Iranian Journal of Astronomy and Astrophysic
Volume:1 Issue: 2, Autumn 2014

Using the usual definitions of information and entropy in quantum gravity and statistical mechanics and the existing views about the relation between information and complexity, we examine the evolution of complexity in an ever expanding universe.

We study local stability of self-gravitating fluid and stellar disk in the context of modified gravity theories which predict a Yukawa-like term in the gravitational potential of a point mass. We investigate the effect of such a Yukawa-like term on the dynamics of self-gravitating disks. More specifically, we investigate the consequences of the presence of this term for the local stability of the self-gravitating disks. In fact, we derive a generalized version of Toomre's local stability criterion for diferentially rotating disks. This criterion is complicated than the original one in the sense that it depends on the physical properties of the disk. In the case of MOdified Gravity theory (MOG), we use the current confirmed values for the free parameters of this theory, to write the generalized Toomre's criterion in a more familiar way comparable with the Toomre's criterion. This generalized Toomre's criterion may be used to study the global stability of stellar and fluid disks using computer simulations.
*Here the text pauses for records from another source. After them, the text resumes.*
PR #650, opened 2025-10-05
fix: don't assume a wrong charging_complete_time

neuhausf:
`last_update_time` is not a good assumption for `charging_complete_time`.


coreywillwhat:
Thanks for all of this work! I'll be able to review some tomorrow.

Issue #659, opened 2025-10-24
2021 Q4 Etron will not start climate control from US


evilgeniuschronicles:
**Describe the bug**
The integration is working on the reads correctly. I still get all information in the sensors. However my automation to start climate control on cold days is now failing. It hasn't needed to run in the last 7 months so I don't know when it would have started. I get the error noted in the logfile section (VIN elided). Note it is hitting an URL that says "emea" but I am in the USA.

**To Reproduce**

1. Use the action start_climate_control from the USA

**Expected behavior**
Climate control starts.

**Screenshots**

**Logfile**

Alfvén waves dissipation is an extensively studied mechanism for the coronal heating problem. These waves can be generated by magnetic reconnection and propagated along the reconnected field lines. Here, we study the generation of Alfvén waves at the presence of both steady flow and sheared magnetic field in the longitudinally density stratified of solar spicules. The initial flow is assumed to be directed along the spicule axis, and the equilibrium magnetic field is taken 1-dimensional and divergence-free. We solve linearized MHD equations numerically and find that the perturbed velocity and magnetic field oscillate similarly which can be interpreted as generation and propagation of Alfvénic waves along spicule axis. The results of calculations give periods of around 25 and 70 s for these waves which are in good agreement with observations.

The dependence of the lateral distribution of Cherenkov light in simulated extensive air showers to the energy and the mass of the primary cosmic rays has been studied. It has been shown that a previous claim about mass independent proportionality of shower energy to the total Cherenkov photon number is not valid in energies below EEAS ~ 1014 eV. We have found that the core distance of the so called hump in the lateral distribution of Cherenkov light in gamma ray initiated showers is independent from shower energy. The hump disappears in showers with EEAS ≳ 1014 eV. Finally, a simple model for the lateral Cherenkov light lateral distribution has been proposed, which can be fitted to all types of cosmic ray showers. The fit parameters seem to be promising for primary cosmic ray mass discrimination.

Simulation of gamma and hadron showers in the energy range 100GeV- 25TeV has been carried out. For a big ideal Cherenkov light array, characteristics of lateral distribution of Cherenkov photon density have been studied. Results from this ideal detector are compared with those simulated for a real TUNKA- like array to investigate experimental potential of using existence of a hump in lateral distribution of Cherenkov photon density for gamma-hadron separation. It is shown that by using this technique the proton rejection efficiency of %63 can be achieved in typical TUNKA-like arrays.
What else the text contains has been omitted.